Ask PSL: “I Homeschool — and My House is a Battle Zone!”
Do you homeschool your kids? Recently, a reader wrote in with this question about her 13-year-old daughter, who thinks being homeschooled means she can do work whenever she wants to:
“I know James has written about how to get kids to do their homework, but we have a unique situation. We homeschool our two children, and while my son does his work just fine, my 13 year old daughter refuses to do any work at all! She won’t even get up in the morning. She says that because she is home-schooled, she can work whenever and wherever she wants! I’ve tried to give her the freedom to structure her day, but she still doesn’t get her work done. She’s falling behind, and when I try to get her interested in something, she just blows up at me. I can’t just let her fail, but I am working so much harder than she is. My house is a battle zone all day long, and I’m afraid my son will start to pick up her habits. What can I do?”
Homework and school behavior are often on the top of the list of concerns when parents call us on the support line. Poor grades, spotty attendance, and aggressive behavior seem to come along with the start of the school year. In the Total Transformation program, James Lehman talks about the importance of structure and enlisting the aid of teachers and other school officials to help your child improve her behavior. But what happens when you are the teacher, the principal — and the school nurse?
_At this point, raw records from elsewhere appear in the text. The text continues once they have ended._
PR #141, opened 2020-04-09
Adding code changes for Hot Shards RCA.

khushbr:
The RCA currrntly identifies a hot shard within an index based on following dimensions:
1. CPU Utilization
2. IO Total SysCallRate
3. IO Total Throughput

### DIFF
--- a/pa_config/rca_idle_master.conf
+++ b/pa_config/rca_idle_master.conf
@@ -1,5 +1,5 @@
 {
-  "analysis-graph-implementor": "com.amazon.opendistro.elasticsearch.performanceanalyzer.rca.store.DummyGraph",
+  "analysis-graph-implementor": "com.amazon.opendistro.elasticsearch.performanceanalyzer.rca.store.ElastiSearchAnalysisGraph",
   // it can be file:// or s3://
   "rca-store-location": "s3://sifi-store/rcas/",
 
--- a/pa_config/rca_idle_master.conf
+++ b/pa_config/rca_idle_master.conf
@@ -1,5 +1,5 @@
 {
-  "analysis-graph-implementor": "com.amazon.opendistro.elasticsearch.performanceanalyzer.rca.store.ElastiSearchAnalysisGraph",
+  "analysis-graph-implementor": "com.amazon.opendistro.elasticsearch.performanceanalyzer.rca.store.ElasticSearchAnalysisGraph",
   // it can be file:// or s3://
   "rca-store-location": "s3://sifi-store/rcas/",
 
--- a/src/main/java/com/amazon/opendistro/elasticsearch/performanceanalyzer/rca/framework/api/summaries/HotNodeSummary.java
+++ b/src/main/java/com/amazon/opendistro/elasticsearch/performanceanalyzer/rca/framework/api/summaries/HotNodeSummary.java
@@ -48,11 +48,20 @@ public class HotNodeSummary extends GenericSummary {
   private static final Logger LOG = LogManager.getLogger(HotNodeSummary.class);
   private final String nodeID;
   private final String hostAddress;
+  private final List<HotShardSummary> hotShardSummaryList;
 
   public HotNodeSummary(String nodeID, String hostAddress) {
     super();
     this.nodeID = nodeID;
     this.hostAddress = hostAddress;
+    this.hotShardSummaryList = new ArrayList<>();
+  }
+
+  public HotNodeSummary(String nodeID, String hostAddress, List<HotShardSummary> hotShardSummaryList) {
+    super();
+    this.nodeID = nodeID;
+    this.hostAddress = hostAddress;
+    this.hotShardSummaryList = hotShardSummaryList;
   }
 
   public String getNodeID() {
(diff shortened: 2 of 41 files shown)


pa_config/rca_idle_master.conf
```diff
@@ -1,5 +1,5 @@
 {
-  "analysis-graph-implementor": "com.amazon.opendistro.elasticsearch.performanceanalyzer.rca.store.DummyGraph",
+  "analysis-graph-implementor": "com.amazon.opendistro.elasticsearch.performanceanalyzer.rca.store.ElastiSearchAnalysisGraph",
```
rguo-aws, line 2: I think there is a typo here. is it supposed to be "ElasticSearchAnalysisGraph" ?

src/main/java/com/amazon/opendistro/elasticsearch/performanceanalyzer/rca/store/ElastiSearchAnalysisGraph.java
```diff
@@ -88,5 +94,32 @@ public void construct() {
...
+    // High CPU Usage RCA
+    HighCPUShardRca highCPUShardRca = new HighCPUShardRca(5, 12, cpuUsage, ioTotThroughput, ioTotSyscallRate);
+    highCPUShardRca.addTag(TAG_LOCUS, LOCUS_DATA_MASTER_NODE);
+    highCPUShardRca.addAllUpstreams(Arrays.asList(cpuUsage, ioTotThroughput, ioTotSyscallRate));
+
+    // Hot Shard RCA which consumes the HighCPUShardRca
+    HotShardClusterRca hotShardClusterRca = new HotShardClusterRca(12, highCPUShardRca);
+    hotShardClusterRca.addTag(TAG_LOCUS, LOCUS_MASTER_NODE);
+    hotShardClusterRca.addAllUpstreams(Collections.singletonList(highCPUShardRca));
+    hotShardClusterRca.addTag(RcaTagConstants.TAG_AGGREGATE_UPSTREAM, LOCUS_DATA_NODE);
```
rguo-aws, line 123: do we still need to set TAG_AGGREGATE_UPSTREAM on master node ? I assume HighCPUShardRca will only run on data node right ?

src/main/java/com/amazon/opendistro/elasticsearch/performanceanalyzer/rca/framework/api/summaries/HotNodeSummary.java
```diff
@@ -48,11 +48,20 @@
   private static final Logger LOG = LogManager.getLogger(HotNodeSummary.class);
   private final String nodeID;
   private final String hostAddress;
+  private final List<HotShardSummary> hotShardSummaryList;
```
rguo-aws, line 51: can we remove this private list and add all HotShardSummary into its GenericSumary list ? The idea is HotNodeSummry is a generic type of summary which does not need to know what type of summary it has in its nested summary list.

src/main/java/com/amazon/opendistro/elasticsearch/performanceanalyzer/rca/store/rca/hotshard/IndexShardKey.java
```diff
@@ -0,0 +1,54 @@
...
+ * express or implied. See the License for the specific language governing
+ *  permissions and limitations under the License.
+ */
+
+package com.amazon.opendistro.elasticsearch.performanceanalyzer.rca.store.rca.hotshard;
+
+public class IndexShardKey {
+
+    private final String indexName;
+    private final String shardId;
```
rguo-aws, line 21: can we declare shard id as int ?

pa_config/rca_idle_master.conf
khushbr: Right, fixing this typo

src/main/java/com/amazon/opendistro/elasticsearch/performanceanalyzer/rca/framework/api/summaries/HotNodeSummary.java
khushbr: As discussed, using the generic list would mean we use the `instanceof` to decide the list type, which is something we want to avoid.

src/main/java/com/amazon/opendistro/elasticsearch/performanceanalyzer/rca/store/rca/hotshard/IndexShardKey.java
khushbr: I refrained from using String as within the hashtable, we are using a composite key of index name, shard Id and Node Name and having a string avoids the multiple conversions we will have to take with an int.

src/main/java/com/amazon/opendistro/elasticsearch/performanceanalyzer/rca/store/ElastiSearchAnalysisGraph.java
khushbr: As discussed, we will be needing the `TAG_AGGREGATE_UPSTREAM` here.

PR #154, opened 2020-04-21
Ignore the rca.stats.eval.impl.vals package from coverage

sidheart:
This package only contains constructors and getters

*Issue #, if available:* 51 

*Description of changes:* Ignore the rca.stats.eval.impl.vals package from coverage

*Tests:*


sidheart:
Will attempt to cover these items in a higher level test, or will restore the previous coverage PR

Many of our Support Line callers homeschool their children. Their reasons are diverse –- some choose to home-school for personal or religious reasons, some to have more control over what or how their children are taught, and still others choose to homeschool when their child has been removed from the public school system due to behavioral or bullying issues. No matter what the reason, homeschooling parents face unique challenges. If you’ve chosen to homeschool, and find your child’s behavior even harder to control because there is no external structure, many of James Lehman’s suggestions still apply to you. Here are two tips that might help:
Break it down
Sit down with your kids and let them know what you expect of them during their school day. You might even tell them what you’ve seen them do well. Then, choose one or two behaviors you’d like them to improve or change. Help them figure out what they will do, specifically, to help them meet your expectations. Aim for specific, measurable improvements, not vague suggestions. For example, telling your child “you need to get better at following directions” is a vague request, and you may not get the results you’d like. However, telling your child, “I need to see that you are out of bed, dressed, and ready for your English assignment by 8:30 every morning. When you are at the table and ready on time, you’ll earn half an hour of movie time that night. If you’re late, or you argue, you won’t earn that time. So let’s talk about what you can do differently to help yourself reach that goal.” If your child fails to meet your expectations, you can remind them that they already know what to do differently in order to earn their privileges, and it is up to them to make those changes.
Use their currency
As parents, we know the importance of education. We often try to get our kids to understand this importance, and to take their schoolwork seriously. The truth is, kids don’t care about schoolwork the way that grown-ups do. As much as we might want to, we can’t make them care about math or science or literature. Homeschooling parents don’t have report cards or in-school suspensions to help them to force kids to take their work or their behavior seriously, either. In order to more effectively convince your child to take their school day seriously, you need to use something that they value in order to get them to do what you value.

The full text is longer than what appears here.